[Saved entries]
PR #2090, opened 2026-09-03
refac: cut gang page CPU — weapon table derivation, plus cache invalidation gaps

joeseos:
## Summary

Started as "the weapon tables are slow". What survived investigation is smaller than that framing suggests, and the description below is deliberately conservative about it.

**1. Weapon table row derivation moved out of the render path.** `fighter-card-weapon-table.tsx` rebuilt its whole grouping/dedup/sort chain on every render, even though it depends only on the `weapons` prop. That chain now lives in a pure `utils/weapon-variants.ts` behind a single `useMemo`. `getVehicleWeapons` was duplicated — `fighter-card.tsx` and a second copy inlined in `print-gang.tsx`'s render loop, differing only in a fallback label — and is now one parameterised builder, which also let the print call site keep a stable array reference.

The one measured speedup inside that move: the two weapon-name sorts called `localeCompare(x, undefined, { sensitivity: 'base' })`, and passing options defeats V8's cached-collator fast path, so they built an `Intl.Collator` per comparison. A shared module-level collator makes that **2838 ms → 63 ms over 200k sorts (44.8x)**.

End to end, isolated benchmark of 76 weapon tables, four paired runs (this container has ~6% run-to-run variance, so single runs are not meaningful): **baseline median 80.36 ms → 68.34 ms, 1.18x** — 1.13x comparing minima. The rest of the value is structural: the pipeline runs once per weapon-set change rather than once per render, and the logic is testable in isolation.

The components sit inside the `gang-page-content.tsx` client boundary but are still SSR'd on every initial load, so this is billed compute as well as device time.

Honest bound: p50 gangs were never slow. The dominant large-gang cost is React building ~19k DOM nodes, which this PR does not touch.

**2. Cache invalidation.** Two changes, and the second is a consequence of the first rather than an independent fix:

- `invalidateGangFinancials` busted the whole fighters bundle on every credit change; it now targets `gangCore`/`gangOverview`. All 25 direct callers were audited to confirm the bundle is still busted wherever fighter rows actually change.
- `app/actions/update-vehicle.ts` now calls `invalidateGang` explicitly. On main, vehicle edits reached the bundle *via* `invalidateGangFinancials` busting `gang-{id}`; the narrowing above removes that, so this restores it. No bug existed on main — this is scaffolding for the change above, not a fix.

**Also:** `initializePositioningIfNeeded` wrote a default positioning map to the database during render. That write could never take effect — `revalidateTag` throws during render — so the cached `null` came back and the write repeated on every page load. Replaced with a pure `resolvePositioning`.

### Five things this PR tried and removed

All were mine. Recorded so they don't get re-proposed without the counter-argument.

1. **A `global-equipment` invalidation tag** (`24aed50`). Closed a real gap — admin catalogue edits don't reach the equipment copies PostgREST embeds per `fighter_equipment` row — but one tag carried the bundle and stash entries for *every* gang, so a single admin edit would drop them database-wide. Disproportionate to staleness that is cosmetic and self-healing on the next gang mutation. `app/api/admin/equipment/route.ts` is byte-identical to main.
2. **A React `cache()` layer** over the gang-data accessors plus a `getRequestClient` factory (`a390428`). Justified on a Redis round-trip that Vercel never pays: `next.config.js` puts `cacheHandler` and `cacheMaxMemorySize: 0` behind `USE_REDIS_CACHE`, which only Coolify sets. The real cost of a duplicate read is the `JSON.parse` — 0.216 ms at p50, 0.390 ms at p90, 3.071 ms for the largest gang — so the layer bought ~0.4 ms at p90, for a second caching mechanism in a codebase that had none.
3. **An eslint `no-restricted-imports` rule** (`b1cc3f1`). Enforced a constraint this branch invented, for the `cache()` layer above. Reworded to blame `unstable_cache`, it names one of nineteen equivalent modules — and server actions already import four of the others. `eslint.config.mjs` is byte-identical to main.
4. **A shared collator for the traits sort** (`cc8709f`). The 44.8x win comes from defeating per-comparison collator construction, which V8 only pays when `localeCompare` is given arguments. The traits sort was already bare `localeCompare()`, so routing it through a collator was **25% slower** (52.5 ms → 65.6 ms per 200k sorts). I had claimed three sites benefited; two do.
5. **Interning the variant map key** (`b1735a1`). Claimed as the second measured hot spot. Against the real distribution — 87.5% of owned weapons have exactly one profile — interning is **0.96x at one profile**, since the long suffix is built once per weapon either way and the map lookup is pure overhead. Net 1.03x–1.21x depending on ammo ownership: one to eight microseconds per gang, for ten lines and an invariant about uuids never containing a pipe.

**Not doing here**, deliberately: deduplicating the profile rows PostgREST embeds in the bundle (~4% of payload), the add-equipment modal RPC (different surface), and large-gang DOM weight (a UX change, not a refactor).

## Type of change

- [ ] Bug fix
- [ ] Feature
- [x] Refactor
- [ ] Docs
- [ ] Schema / migration

## How I tested

- [x] **Render parity, 460 cases, byte-identical** (6,380,568 bytes each side). A `renderToString` harness renders the real components against generated gangs at 7/12/20/76 fighters — vehicles, crew, master-crafted weapons, ammo profiles sharing a `weapon_group_id`, both editions, all view modes, plus the print roster — with baseline components pinned at the branch point. This is the gate for the grouping rewrite: the semantics are subtle (orphan-specials filter, duplicate counting via a `Set`, first-special-wins, integer-like key ordering) and a diff-read would not have caught a regression. Re-run after every revert above.
- [x] **Equipment-targeted effects on weapons**, added to the fixtures after review asked about them — the earlier run had none, so `applyWeaponModifiers` never fired and `effect_names` was always undefined. Fighter weapons now carry rig-glitch effects (strength/AP modifiers, plus a second lower-`sort_order` effect on some so the multi-name join and ordering fire), confirmed present in the output, parity still byte-identical.
- [x] Isolated benchmark of 76 weapon tables, four paired baseline/head runs, medians reported above rather than a single best-of.
- [x] Micro-benchmarks for each claimed optimisation individually — which is how items 4 and 5 above were caught.
- [x] `npx tsc --noEmit` clean; `npm run build` compiles and typechecks; `npx eslint` on the changed files clean apart from the pre-existing try/catch-around-JSX error in the gang page.
- [x] Invalidation audit: all 25 direct callers of `invalidateGangFinancials`.

## Risk / rollout

**Low–medium.** The refactor is gated on byte-identical output; the residual risk is the invalidation narrowing.

- No migration, no env vars, no feature flags.
- No cache key version bump and no new tags on existing entries. The only tag change is `invalidateGangFinancials` narrowing from `gang-{id}` to `gang-core-{id}` + `gang-overview-{id}`, with the `update-vehicle.ts` line above supporting it. That pair is what a second reader should look at.
- One guard added: `Object.freeze` on `NO_WEAPONS`, the empty array shared by every caller with no vehicle weapons, so a stray `push`/`sort` throws instead of corrupting the others.

### DIFF
--- a/app/@breadcrumb/fighter/[id]/page.tsx
+++ b/app/@breadcrumb/fighter/[id]/page.tsx
@@ -1,5 +1,5 @@
 import { LuHouse } from "react-icons/lu";
-import { getRequestClient } from "@/utils/supabase/server"
+import { createClient } from "@/utils/supabase/server"
 import { getFighterBasic } from "@/app/lib/shared/fighter-data"
 import { getGangCore } from "@/app/lib/shared/gang-data"
 import {
@@ -18,7 +18,7 @@ export default async function FighterBreadcrumb({
   params: Promise<{ id: string }>
 }) {
   const { id } = await params
-  const supabase = await getRequestClient()
+  const supabase = await createClient()
   
   // Reads the fighter/gang cached entries instead of an uncached query
   const fighterData = await getFighterBasic(id, supabase).catch(() => null)
--- a/app/@breadcrumb/fighter/[id]/page.tsx
+++ b/app/@breadcrumb/fighter/[id]/page.tsx
@@ -1,5 +1,5 @@
 import { LuHouse } from "react-icons/lu";
-import { createClient } from "@/utils/supabase/server"
+import { getRequestClient } from "@/utils/supabase/server"
 import { getFighterBasic } from "@/app/lib/shared/fighter-data"
 import { getGangCore } from "@/app/lib/shared/gang-data"
 import {
@@ -18,7 +18,7 @@ export default async function FighterBreadcrumb({
   params: Promise<{ id: string }>
 }) {
   const { id } = await params
-  const supabase = await createClient()
+  const supabase = await getRequestClient()
   
   // Reads the fighter/gang cached entries instead of an uncached query
   const fighterData = await getFighterBasic(id, supabase).catch(() => null)
--- a/app/@breadcrumb/gang/[id]/page.tsx
+++ b/app/@breadcrumb/gang/[id]/page.tsx
@@ -1,5 +1,5 @@
 import { LuHouse } from "react-icons/lu";
-import { createClient } from "@/utils/supabase/server"
+import { getRequestClient } from "@/utils/supabase/server"
 import { getGangCore } from "@/app/lib/shared/gang-data"
 import {
   Breadcrumb,
@@ -17,7 +17,7 @@ export default async function GangBreadcrumb({
   params: Promise<{ id: string }>
 }) {
   const { id } = await params
-  const supabase = await createClient()
+  const supabase = await getRequestClient()
 
   // Reads the gang page's cached core entry instead of an uncached query
   const gangData = await getGangCore(id, supabase).catch(() => null)
--- a/app/@breadcrumb/gang/[id]/page.tsx
+++ b/app/@breadcrumb/gang/[id]/page.tsx
@@ -1,5 +1,5 @@
 import { LuHouse } from "react-icons/lu";
-import { getRequestClient } from "@/utils/supabase/server"
+import { createClient } from "@/utils/supabase/server"
 import { getGangCore } from "@/app/lib/shared/gang-data"
 import {
   Breadcrumb,
@@ -17,7 +17,7 @@ export default async function GangBreadcrumb({
   params: Promise<{ id: string }>
 }) {
   const { id } = await params
-  const supabase = await getRequestClient()
+  const supabase = await createClient()
 
   // Reads the gang page's cached core entry instead of an uncached query
   const gangData = await getGangCore(id, supabase).catch(() => null)
--- a/app/@breadcrumb/gang/[id]/print/page.tsx
+++ b/app/@breadcrumb/gang/[id]/print/page.tsx
@@ -1,5 +1,5 @@
 import { LuHouse } from "react-icons/lu";
-import { createClient } from "@/utils/supabase/server"
+import { getRequestClient } from "@/utils/supabase/server"
 import { getGangCore } from "@/app/lib/shared/gang-data"
 import {
   Breadcrumb,
@@ -17,7 +17,7 @@ export default async function GangPrintRosterBreadcrumb({
   params: Promise<{ id: string }>
 }) {
   const { id } = await params
-  const supabase = await createClient()
+  const supabase = await getRequestClient()
 
   // Reads the gang page's cached core entry instead of an uncached query
   const gangData = await getGangCore(id, supabase).catch(() => null)
--- a/app/@breadcrumb/gang/[id]/print/page.tsx
+++ b/app/@breadcrumb/gang/[id]/print/page.tsx
@@ -1,5 +1,5 @@
 import { LuHouse } from "react-icons/lu";
-import { getRequestClient } from "@/utils/supabase/server"
+import { createClient } from "@/utils/supabase/server"
 import { getGangCore } from "@/app/lib/shared/gang-data"
 import {
   Breadcrumb,
@@ -17,7 +17,7 @@ export default async function GangPrintRosterBreadcrumb({
   params: Promise<{ id: string }>
 }) {
   const { id } = await params
-  const supabase = await getRequestClient()
+  const supabase = await createClient()
 
   // Reads the gang page's cached core entry instead of an uncached query
   const gangData = await getGangCore(id, supabase).catch(() => null)
--- a/app/@breadcrumb/user/[id]/page.tsx
+++ b/app/@breadcrumb/user/[id]/page.tsx
@@ -7,7 +7,7 @@ import {
   BreadcrumbPage,
   BreadcrumbSeparator,
 } from "@/components/ui/breadcrumb"
-import { createClient } from '@/utils/supabase/server'
+import { getRequestClient } from '@/utils/supabase/server'
 import { getUserProfile } from "@/app/lib/shared/gang-data"
 
 interface UserBreadcrumbProps {
@@ -18,7 +18,7 @@ export default async function UserBreadcrumb({ params }: UserBreadcrumbProps) {
   const { id } = await params;
   
   // Reads the cached profile entry instead of an uncached query
-  const supabase = await createClient();
+  const supabase = await getRequestClient();
   const profile = await getUserProfile(id, supabase).catch(() => null);
 
   const username = profile?.username || 'Unknown User';
--- a/app/@breadcrumb/user/[id]/page.tsx
+++ b/app/@breadcrumb/user/[id]/page.tsx
@@ -7,7 +7,7 @@ import {
   BreadcrumbPage,
   BreadcrumbSeparator,
 } from "@/components/ui/breadcrumb"
-import { getRequestClient } from '@/utils/supabase/server'
+import { createClient } from '@/utils/supabase/server'
 import { getUserProfile } from "@/app/lib/shared/gang-data"
 
 interface UserBreadcrumbProps {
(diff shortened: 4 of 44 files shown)


joeseos:
@joeseos Reviewed the full diff (20 files, 9 commits) rather than just the weapon-table piece the title/description describe, since the branch also rewrites cache-invalidation semantics, gang positioning, and adds per-request Supabase client memoization. Went deep on the caching change specifically since that's the part most likely to hide a silent, hard-to-notice bug (stale data with no error).

## What I verified carefully

**`invalidateGangFinancials` no longer busts `gang-{id}`** (`utils/cache-tags.ts`) — this is the riskiest change in the PR: previously every financial write also invalidated the fighters bundle as a side effect; now it only busts `gang-core-{id}` + `gang-overview-{id}`. I traced every one of the ~16 call sites of `invalidateGangFinancials` across `app/actions/**` and `app/api/**` to check whether the fighters bundle still gets busted when the surrounding write actually touches fighter/vehicle/equipment data:
- `utils/gang-rating-and-wealth.ts`, `update-gang.ts` (credits/reputation-only branches), `api/gangs/[id]/route.ts` (credits-only branch) — correctly gang-row-only, no fighter data touched, no bundle bust needed.
- `chem-alchemy.ts`, `edit-fighter.ts`, `sell-vehicle.ts`, `vehicle-hardpoints.ts`, `add-gang-vehicle.ts`, `move-to-stash.ts`, `move-from-stash.ts`, `fighter-advancement.ts`, `assign-vehicle-to-fighter.ts`, `equipment.ts`, `sell-equipment.ts`, `unassign-vehicle.ts`, `remove-vehicle-damage.ts`, `delete-vehicle.ts` — all have an unconditional `invalidateGang`/`invalidateFighter` call in the same action, so the bundle bust still happens regardless of the financials-tag change.
- `update-vehicle.ts` was the one place this actually broke (unassigned vehicle edits) — and it's fixed in the last commit (`b760879`). Good catch, and confirms the pattern above is the right one; I didn't find another instance of it.

This all checks out. Nice piece of work — genuinely hard to get this right across so many call sites.

**Weapon-variant grouping extraction** (`utils/weapon-variants.ts`) — read it line-by-line against the deleted inline version. The interned suffix-id map key, the `Intl.Collator` reuse (`.sort(traitCollator.compare)` is safe — `Intl.Collator.prototype.compare` is spec'd to return an already-bound function), and the deliberate choice to keep `baseGroups` a plain object rather than a `Map` (to preserve JS's integer-like-key reordering for numeric profile names) are all correct and match the deleted code's behavior exactly. Nothing to flag here.

**`resolvePositioning`** (`utils/fighter-positioning.ts`) — replacing the old write-during-render lazy-init (which could never actually invalidate its own cache tag, since `revalidateTag` throws during render, so the write silently repeated every load) with a pure derived default is a genuine bug fix, not just a refactor. Applying it to the battle-session page too is a correctness improvement (previously a never-reordered gang could show a different fighter order on the battle-session page vs. the gang page).

## Findings

**1. (Medium) PR scope vs. description** — Title/body describe only the weapon-table perf work, but 8 of 9 commits change cache-invalidation semantics app-wide, add request-level memoization (`getRequestClient`), and touch gang positioning. That's a much bigger, higher-blast-radius change than "lift weapon table row derivation out of the render path" suggests. Worth expanding the PR description so a future "why did gang X show stale data" investigation knows to look at this PR.

**2. (Low) Comment-only invariant, not enforced** — `app/lib/shared/gang-data.ts` new header comment: *"No server action may read these: it would see a pre-mutation value after its own write. Nothing under `app/actions/**` imports this module today."* I confirmed that's true right now, but nothing stops a future PR from importing `getGangCore` into a server action and silently reading stale (pre-write) data later in that same action. Consider an eslint `no-restricted-imports` rule scoped to `app/actions/**` against `@/app/lib/shared/gang-data` so this is enforced, not just documented.

**3. (Low) `NO_WEAPONS` is a shared mutable singleton** — `utils/weapon-variants.ts`, `export const NO_WEAPONS: Weapon[] = [];`. Nothing currently mutates it, but it's returned as a shared default from several call sites app-wide; a future accidental `.push()`/`.sort()` on a "vehicle weapons" array somewhere would silently corrupt it for every other fighter/vehicle in the app that hits the same default. `Object.freeze(NO_WEAPONS)` would turn that into a loud dev-time error instead of silent cross-render corruption.

**4. (Low, informational) No regression tests landed for the grouping rewrite** — the PR claims 458 rendered cases verified byte-identical, but the repo has no test framework at all (no jest/vitest, no test files anywhere), so this doesn't violate any existing convention — just flagging that this fairly intricate grouping/dedup/sort logic now has zero automated coverage against future regressions.

## Verdict
**Approve.** Nothing here blocks merge — findings are a documentation/description gap, a hardening suggestion, and two low-severity defensive nits. The core caching-semantics change is correct everywhere I checked, and the weapon-table extraction preserves behavior faithfully.

---

joeseos:
@joeseos Reviewed the 10 commits since the last review (`b760879` → `b1735a1`), diffed against just the PR's files to filter out the unrelated `main` merge (`e916e49`). Net effect of this batch: two guards were added then partly walked back, and three experimental changes flagged in the PR body's "Five things this PR tried and removed" were reverted — the `global-equipment` tag, the React `cache()`/`getRequestClient` layer, and the traits-sort collator/key-interning micro-opts (`24aed50`, `a390428`, `cc8709f`, `b1735a1`), plus their supporting commits (`6f7fe59`, `9fa5062`, `80a51e0`, `b1cc3f1`, `03dff21`).

I verified the reverts are clean: grepped the full tree at head for `invalidateEquipmentCatalog`, `globalEquipment`, `getRequestClient`, `traitCollator`, `suffixIds`, `withEquipmentInvalidation` — zero hits, no dangling imports or references. `app/api/admin/equipment/route.ts` is byte-identical to main again (confirmed via diff). The cache-tags.ts doc table and `TAGS` object are consistent post-revert.

## Previous findings

1. **(Medium) PR scope vs. description mismatch** — **Resolved.** The PR body now documents the caching/positioning changes in full and adds the "Five things this PR tried and removed" section, so the description matches what's actually in the diff.

2. **(Low) Comment-only invariant, not enforced (eslint rule suggestion)** — **Partial, in an interesting way.** The suggested rule was added (`6f7fe59`) and then deliberately reverted (`b1cc3f1`) along with the `cache()` layer that motivated it — reasoning given in the commit message (it enforced a constraint this branch invented, and would have wrongly implied only `unstable_cache` needs this treatment when 3 other equivalent modules are already imported by actions). That's a defensible call. But the revert also deleted the doc comment on `app/lib/shared/gang-data.ts` that named the hazard (a server action reading these accessors after writing in the same request gets the pre-write value) — and that hazard is real independent of `cache()`, since it's inherent to `unstable_cache` itself, not something the reverted layer introduced. Right now there are zero violations (confirmed: nothing under `app/actions/**` imports `gang-data.ts`), so this isn't live-broken, but the one-line warning comment is gone along with the lint rule. Low severity, but worth restoring just the comment even without enforcement.

3. **(Low) `NO_WEAPONS` shared mutable singleton** — **Resolved and stayed resolved.** `Object.freeze(NO_WEAPONS)` (`6f7fe59`) survived every later revert; still present at head.

4. **(Low, informational) No regression tests for the grouping rewrite** — **Still outstanding**, as expected — informational only, not a convention violation in a repo with no test framework, no action needed.

## New findings

None. This batch is almost entirely subtractive (reverting prior additions back toward `main`'s behavior), and I didn't find a revert that missed a call site or left an inconsistency. The one item worth a follow-up is #2 above (restore the comment, not the lint rule).

## Edge cases / null handling

Nothing new to check here — no new logic branches were added in this batch, only removals of previously-added logic (the interned-key map, the extra collator, the `cache()` wrapper, the equipment-invalidation wrapper). The surviving `resolvePositioning`/`buildWeaponVariantRows`/`buildVehicleWeapons` logic reviewed last time is untouched by these commits.

## Verdict

**Approve.** The reverts are clean and well-justified, the one still-open item (restore the stale-read comment on `gang-data.ts`) is a low-severity doc nit, not a blocker.

---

→ What is needed: The lines to retype run from the start of the entries through the line containing "conservative about it."; reproduce them exactly and add nothing.

→ Solution for this problem:
PR #2090, opened 2026-09-03
refac: cut gang page CPU — weapon table derivation, plus cache invalidation gaps

joeseos:
## Summary

Started as "the weapon tables are slow". What survived investigation is smaller than that framing suggests, and the description below is deliberately conservative about it.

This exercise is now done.